McManus I C, Chis Liliana, Fox Ray, Waller Derek, Tang Peter
UCL Medical School, University College London, Gower Street, London WC1E 6BT, UK.
BMC Med Educ. 2014 Sep 26;14:204. doi: 10.1186/1472-6920-14-204.
The MRCP(UK) exam, in 2008 and 2010, changed the standard-setting of its Part 1 and Part 2 examinations from a hybrid Angoff/Hofstee method to statistical equating using Item Response Theory, the reference group being UK graduates. The present paper considers the implementation of the change, the question of whether the pass rate increased amongst non-UK candidates, any possible role of Differential Item Functioning (DIF), and changes in examination predictive validity after the change.
Analysis of data of MRCP(UK) Part 1 exam from 2003 to 2013 and Part 2 exam from 2005 to 2013.
Inspection suggested that Part 1 pass rates were stable after the introduction of statistical equating, but showed greater annual variation probably due to stronger candidates taking the examination earlier. Pass rates seemed to have increased in non-UK graduates after equating was introduced, but was not associated with any changes in DIF after statistical equating. Statistical modelling of the pass rates for non-UK graduates found that pass rates, in both Part 1 and Part 2, were increasing year on year, with the changes probably beginning before the introduction of equating. The predictive validity of Part 1 for Part 2 was higher with statistical equating than with the previous hybrid Angoff/Hofstee method, confirming the utility of IRT-based statistical equating.

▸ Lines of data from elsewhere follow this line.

PR #622, opened 2020-05-26
WIP Re-open failing tests

yuliasherman:


teoparvanov:
Hi Yulia, I've restarted the entire CI run, to make sure we don't let any intermittent failures slip in... Fingers crossed :)

tests/apollo/test_skvbc_preexecution.py
```diff
@@ -100,11 +99,12 @@ async def test_sequential_pre_process_requests(self, bft_network):
         bft_network.start_all_replicas()
         skvbc = kvbc.SimpleKVBCProtocol(bft_network)
 
+        await trio.sleep(5)
```
teoparvanov, line 102: My only concern with this approach is the entire test will be delayed by a total of 5x3x3 = 45sec

yuliasherman:
I found a bug in the SimpleThreadPool, which caused a quorum issue to show up. 
The pre-processing job just got stuck on some non-primary nodes and never return. In a normal situation, I don't expect this issue to reproduce much. In any case the bug in the pool needs to be resolved. I opened a bug for this issue https://jira.eng.vmware.com/browse/BC-2862.

PR #623, opened 2020-05-27
Make KVLOG functionality more generic

andrewjstone:
Rather than using KvLog calls inside the KVLOG macro, create a generic
KVARGS macro that generates just a parameter list of key-value
parameters for the given string. We can then pass this to any function
with a wrapper macro.

The KVARGS macro was moved to macros.h in util. We can add other system
level macros there when needed.

Additionally, a bugfix was made to allow KVARGS calls with a single
argument, via the use of the `UNUSED` parameter. This is to prevent
errors about variadic macros requiring one argument.

Add forward declarations for KvLog functions so that recursion works
properly at compile time when jumping between printable and
non-printable types.

This change also adds a `Strict` boolean template parameter to the KvLog
function so that we can statically assert in normal KVLOG calls when
passed an argument that is not printable. We add a separate
`KVLOG_FOR_ASSERT` macro that sets this strict parameter to false and allows
asserting on types that are not printable, and only printing the ones
that are. In this latter case we give priority to the Assert over the
printability.

Also, reverse KVARGS macros so args are in correct order.

### DIFF
--- a/util/include/kvstream.h
+++ b/util/include/kvstream.h
@@ -1,254 +1,84 @@
-// Concord
-//
-// Copyright (c) 2020 VMware, Inc. All Rights Reserved.
-//
-// This product is licensed to you under the Apache 2.0 license (the "License").  You may not use this product except in
-// compliance with the Apache 2.0 License.
-//
-// This product may include a number of subcomponents with separate copyright notices and license terms. Your use of
-// these subcomponents is subject to the terms and conditions of the subcomponent's license, as noted in the LICENSE
-// file.
-
 #pragma once
 
 #include <sstream>
+
+#include "macros.h"
 #include "type_traits.h"
 
-// Take up to 16 values and output them to a stream as key value pairs.
-//
-// This stringizes the value passed in and uses it as the key. If you want a specific key, just create an alias
-// variable.
-//
-// Usage looks like the following:
-//   KVLOG(seq_num, view, firstStoredCheckpoint)
-//
-// Output looks like:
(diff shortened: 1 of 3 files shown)


util/include/kvstream.h
```diff
@@ -1,254 +1,65 @@
...
+// are allowed. If Strict=true, a static_assert will fire.
+//
 // Right now the entrypoint returns a string, because of the way our logging macros are implemented.
 // We could change them to take an extra parameter that's a stringstream and prevent the additional
 // allocation and copy from returning a string. We'll deal with that if its needed.
-template <typename K,
+template <bool Strict,
+          typename K,
           typename V,
           typename std::enable_if<concord::is_streamable<std::ostream, V>::value>::type * = nullptr>
```
teoparvanov, line 24: Hmm, I'm not sure I understand the use of enable_if here... Isn't there supposed to be a second template param as in enable_if<B, T> ? I don't see who sets the T in your expression :)

andrewjstone: It defaults to void. Since we only care that there is a type, and not what the type is to make things well formed this works.

util/include/kvstream.h
```diff
@@ -1,254 +1,65 @@
...
 void KvLog(std::stringstream &ss, K &&key, V &&val) {
   ss << std::forward<K>(key) << ": " << std::forward<V>(val);
```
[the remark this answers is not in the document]
andrewjstone: Nope. In this case the type implements the `std::ostream<<` operator so the type is printable with and without strict mode.

PR #625, opened 2020-05-27
Add MDC and enhance slow/fast path logs

cloudnoize:
- Adding MDC for primary and path.

- Following the commit path and logging important events.


bftengine/src/bftengine/ControllerWithSimpleHistory.cpp
```diff
@@ -183,7 +193,8 @@ bool ControllerWithSimpleHistory::onEndOfEvaluationPeriod() {
 
   recentActivity.resetAll(maxSeq + 1);
 
-  if (lastFirstPathVal != currentFirstPath) LOG_INFO(GL, "currentFirstPath = " << (int)currentFirstPath);
+  if (lastFirstPathVal != currentFirstPath)
```
salieri11, line 196: can you add "changed from XXX to YYY"?

bftengine/src/bftengine/ControllerBase.hpp
```diff
@@ -45,6 +45,7 @@ class ControllerBase {
   virtual void onMessage(const PreparePartialMsg* m) {}
 
   // TODO(GG): add more methods that may be useful  by controllers
```
robem, line 47: Can we remove this TODO? IMHO, it doesn't describe a concrete action item.

bftengine/src/bftengine/PrimitiveTypes.cpp
```diff
@@ -19,5 +19,20 @@ std::string CommitPathToStr(CommitPath path) {
   }
 }
 
+std::string CommitPathToMDCString(CommitPath path) {
+  switch (path) {
+    case CommitPath::NA:
+      return "NA";
+    case CommitPath::OPTIMISTIC_FAST:
+      return "fast";
```
robem, line 27: You can remove this line, `switch case` is fall-through.

bftengine/src/bftengine/ReplicaImp.cpp
```diff
@@ -1121,7 +1173,7 @@ void ReplicaImp::onCommitVerifyCombinedSigResult(SeqNum seqNumber, ViewNum v, bo
     ps_->setCommitFullMsgInSeqNumWindow(seqNumber, commitFull);
     ps_->endWriteTran();
   }
-
+  LOG_INFO(GL, "Commit path analysis: request commited, proceeding to try to execute");
```
robem, line 1176: Are we using `INFO` to analyze a current bug? Otherwise this will spam the logs, correct?

robem: More general, should we use `INFO` to log messages in the happy path? I'm afraid that this will just clutter logs.

cloudnoize: It's not for a specific bug.
It's to mark the end of the Consensus and to be able to measure its duration. we have performance issues and we are blind at the analysis of the Consensus.
We just don't know what takes so long

cloudnoize: It will produce a lot of noize.
And I tried to minimize it to significant events. but I don't have a better alternative.
If we'll see it's redundant, I'll reduce its level.

bftengine/src/bftengine/ControllerBase.hpp
cloudnoize: it's Guy's todo I'm afraid to remove it :)

bftengine/src/bftengine/ReplicaImp.cpp
cloudnoize: the "Commit path analysis" prefix is for easy filtering

bftengine/src/bftengine/PrimitiveTypes.cpp
cloudnoize: I believe you meant for the two "fast" is a row.
sure

bftengine/src/bftengine/ReplicaImp.cpp
salieri11: I think that most of recent logs will be moved to DEBUG after system will become stable

andrewjstone: This must be removed ASAP.

PR #870, opened 2020-09-02
Release pre-execution request memory before archiving

yuliasherman:
- Archiving the full client messages is memory consuming and actually is not required => release them before saving in a history.
- Pass ClientPreProcessReqMsg to the primary replica only when registration passes to reduce unneeded request retries and lower network load.


teoparvanov (approved):
LGTM!

PR #871, opened 2020-09-02
Manage SeqNumberGeneratorForClientRequests

robem:
Raw pointers shouldn't imply ownership of the underlying memory. Instead, smart
pointers is the way to go. As a side effect, this change fixes a small memory
leak.


f-squirrel (approved):
Great, thank you @robem

PR #872, opened 2020-09-03
Move BLS Multisig signers and verifiers to a CryptoManager from ReplicaConfig

toly-kournik:
- Introduce CryptoManager class holding all the BLS signers and verifiers.
- ReplicaConfig holds only BLS configuration, i.e. system type, subtype, number of signers and bootstrap keys.
- disable tests/simpleTest/persistency_test as it runs 4 replicas in threads and it doesn't conform to a CryptoManager singleton paradigm.


f-squirrel (changes requested):
Thank you for the great PR, I think it makes the code base much cleaner.
In my opinion, if a singleton does not conform with the unit tests, the singleton has to be replaced with something else, not the unit tests. For example, `CryptoManager` can be passed as a constant reference.

bftengine/include/bftengine/CryptoManager.hpp
```diff
@@ -0,0 +1,76 @@
...
+
+  IThresholdSigner* thresholdSignerForSlowPathCommit() const { return thresholdSigner_.get(); }
+  IThresholdVerifier* thresholdVerifierForSlowPathCommit() const { return thresholdVerifierForSlowPathCommit_.get(); }
+
+  IThresholdSigner* thresholdSignerForCommit() const { return thresholdSigner_.get(); }
+  IThresholdVerifier* thresholdVerifierForCommit() const { return thresholdVerifierForCommit_.get(); }
+
+  IThresholdSigner* thresholdSignerForOptimisticCommit() const { return thresholdSigner_.get(); }
+  IThresholdVerifier* thresholdVerifierForOptimisticCommit() const {
+    return thresholdVerifierForOptimisticCommit_.get();
```
cloudnoize, line 37: If I understand correctly, those pointers can be invalidated on rotation, right ? 
Are they being held by any client of those methods?

bftengine/src/bftengine/ReplicaConfigSerializer.cpp
```diff
@@ -117,14 +117,12 @@ void ReplicaConfigSerializer::serializeDataMembers(ostream &outStream) const {
...
-  serializePointer(config_->thresholdVerifierForSlowPathCommit, outStream);
-
-  serializePointer(config_->thresholdSignerForCommit, outStream);
-  serializePointer(config_->thresholdVerifierForCommit, outStream);
-
-  serializePointer(config_->thresholdSignerForOptimisticCommit, outStream);
-  serializePointer(config_->thresholdVerifierForOptimisticCommit, outStream);
+  // Serialize threshold crypto system
+  concord::serialize::Serializable::serialize(outStream, config_->thresholdSystemType_);
+  concord::serialize::Serializable::serialize(outStream, config_->thresholdSystemSubType_);
```
cloudnoize, line 122: A lot of `serialize` we should rename it :)

bftengine/src/bftengine/ReplicaConfigSerializer.cpp
```diff
@@ -117,14 +117,12 @@ void ReplicaConfigSerializer::serializeDataMembers(ostream &outStream) const {
...
+  serializeKey(config_->thresholdPrivateKey_, outStream);  // TODO [TK] serialize to a secret key store
+  serializeKey(config_->thresholdPublicKey_, outStream);
```
cloudnoize, line 124: the same question as above, it's for the bootstrap only keys, right?

bftengine/src/bftengine/ReplicaImp.cpp
```diff
@@ -3148,7 +3147,8 @@ ReplicaImp::ReplicaImp(bool firstTime,
                                 config_.replicaPrivateKey,
                                 config_.publicKeysOfReplicas);
     repsInfo = new ReplicasInfo(config_, dynamicCollectorForPartialProofs, dynamicCollectorForExecutionProofs);
-    viewsManager = new ViewsManager(repsInfo, sigManager, config_.thresholdVerifierForSlowPathCommit);
+    viewsManager =
+        new ViewsManager(repsInfo, sigManager, CryptoManager::instance().thresholdVerifierForSlowPathCommit());
```
cloudnoize, line 3151: I guess this one caches the pointer and will need to implement the interface for key exchange registration

bftengine/src/bftengine/messages/PartialProofsSet.cpp
```diff
@@ -304,19 +305,12 @@ void PartialProofsSet::tryToCreateFullProof() {
...
-  IThresholdVerifier* verifier;
-
   // TODO: ALIN: Not sure if the commented code below would be the desired behavior
   if (cPath == CommitPath::OPTIMISTIC_FAST) {
-    verifier = replica->getThresholdVerifierForOptimisticCommit();
+    return CryptoManager::instance().thresholdVerifierForOptimisticCommit();
   } else /* if (cPath == CommitPath::FAST_WITH_THRESHOLD) */ {
-    verifier = replica->getThresholdVerifierForCommit();
-    //} else {
+    return CryptoManager::instance().thresholdVerifierForCommit();
```
cloudnoize, line 312: I might be wrong, but it seems that the class `PartialProofsSet` caches the pointer e.g. `IThresholdAccumulator* thresholdAccumulatorForFast`, might it be a problem in case of rotation?

cloudnoize (commented):
LGTM left few questions

bftengine/include/bftengine/CryptoManager.hpp
toly-kournik: These pointers are not held by anybody

bftengine/include/bftengine/ReplicaConfig.hpp
```diff
@@ -82,24 +83,18 @@ struct ReplicaConfig {
   // If equals to 0, a default number of min(thread::hardware_concurrency(), numOfClients) is used
   uint16_t preExecConcurrencyLevel = 0;
 
-  // public keys of all replicas. map from replica identifier to a public key
+  // RSA public keys of all replicas. map from replica identifier to a public key
   std::set<std::pair<uint16_t, const std::string>> publicKeysOfReplicas;
 
-  // private key of the current replica
+  // RSA private key of the current replica
   std::string replicaPrivateKey;
```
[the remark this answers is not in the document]
toly-kournik: No, those are RSA keys used for ViewChange.
Eventually they'll be replaced by the same single  Multisig key pair.

bftengine/src/bftengine/ReplicaConfigSerializer.cpp
toly-kournik: Right.
Eventually the private key will be sent to a secret store and public keys will "live" in ReservedPages

bftengine/src/bftengine/ReplicaImp.cpp
toly-kournik: This is a good catch! I'll change it not to pass it as an argument.

bftengine/src/bftengine/messages/PartialProofsSet.cpp
toly-kournik: yes, we should remove the usage of
` IThresholdAccumulator* thresholdAccumulatorForFast;`
 ` IThresholdAccumulator* thresholdAccumulatorForOptimisticFast;`

bftengine/src/bftengine/ReplicaConfigSerializer.cpp
toly-kournik: > Thank you for the great PR, I think it makes the code base much cleaner.
> In my opinion, if a singleton does not conform with the unit tests, the singleton has to be replaced with something else, not the unit tests. For example, `CryptoManager` can be passed as a constant reference.

This unittest always was a problematic one because of the way it was written. I don't think it's essential and needed to be maintained.

bftengine/include/bftengine/CryptoManager.hpp
```diff
@@ -0,0 +1,76 @@
...
+#include "threshsign/ThresholdSignaturesTypes.h"
+#include "threshsign/IThresholdSigner.h"
+#include "threshsign/IThresholdVerifier.h"
+#include "ReplicaConfig.hpp"
+
+namespace bftEngine {
+
+class CryptoManager {
+ public:
+  static CryptoManager& instance(const ReplicaConfig* config = nullptr, Cryptosystem* cryptoSys = nullptr) {
```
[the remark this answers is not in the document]
toly-kournik: I'll put it in my list of minor leftovers. I also wanted to rename the file later to reflect the class defined inside.

bftengine/src/bftengine/ReplicaLoader.cpp
```diff
@@ -153,6 +140,15 @@ ReplicaLoader::ErrorCode loadConfig(shared_ptr<PersistentStorage> &p, LoadedRepl
                                  replicasSigPublicKeys);
 
   ld.repsInfo = new ReplicasInfo(ld.repConfig, dynamicCollectorForPartialProofs, dynamicCollectorForExecutionProofs);
+
+  Cryptosystem *cryptoSys = new Cryptosystem(ld.repConfig.thresholdSystemType_,
```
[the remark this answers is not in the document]
toly-kournik: It happens at system start and if there is exception the process won't start.
The raw pointer is immediately passed to the CryptoManager c-r where it's held by unique_ptr.

toly-kournik:
@cloudnoize I want to commit this PR to let you start working on the integration.
Would you mind if we fix two issues above not in this PR?

cloudnoize:
> @cloudnoize I want to commit this PR to let you start working on the integration.
> Would you mind if we fix two issues above not in this PR?

I don't mind, we'll add them to a ticket in order not to forget

cloudnoize (approved):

Statistical equating was successfully introduced into the MRCP(UK) Part 1 and Part 2 written examinations, resulting in higher predictive validity than the previous Angoff/Hofstee standard setting. Concerns about an artefactual increase in pass rates for non-UK candidates after equating were shown not to be well-founded. Most likely the changes resulted from a genuine increase in candidate ability, albeit for reasons which remain unclear, coupled with a cognitive illusion giving the impression of a step-change immediately after equating began. Statistical equating provides a robust standard-setting method, with a better theoretical foundation than judgemental techniques such as Angoff, and is more straightforward and requires far less examiner time to provide a more valid result. The present study provides a detailed case study of introducing statistical equating, and issues which may need to be considered with its introduction.
英国皇家内科医学院(MRCP(UK))考试在2008年和2010年将其一试和二试的标准设定方法从安格夫/霍夫斯泰混合法改为使用项目反应理论的统计等值法,参考群体为英国毕业生。本文探讨了这一变化的实施情况、非英国考生的通过率是否提高、差异项目功能(DIF)可能发挥的作用以及变化后考试预测效度的改变。
分析2003年至2013年MRCP(UK)一试以及2005年至2013年二试的数据。
检查表明,引入统计等值法后一试的通过率保持稳定,但年度变化更大,可能是由于能力更强的考生更早参加考试。引入等值法后,非英国毕业生的通过率似乎有所提高,但与统计等值后的DIF变化无关。对非英国毕业生通过率的统计建模发现,一试和二试的通过率均逐年上升,这种变化可能在引入等值法之前就已开始。一试对二试的预测效度在采用统计等值法时高于之前的安格夫/霍夫斯泰混合法,证实了基于项目反应理论的统计等值法的效用。
统计等值法已成功引入MRCP(UK)一试和二试笔试中,其预测效度高于之前的安格夫/霍夫斯泰标准设定法。关于等值法实施后非英国考生通过率出现人为提高的担忧并无充分依据。最有可能的情况是,考生能力的真正提高导致了这些变化,尽管原因尚不清楚,同时还存在一种认知错觉,让人觉得在等值法开始实施后立即出现了阶跃变化。统计等值法提供了一种稳健的标准设定方法,其理论基础比安格夫等判断技术更好,而且更直接,所需考官时间更少,能得出更有效的结果。本研究提供了一个引入统计等值法的详细案例研究以及引入时可能需要考虑的问题。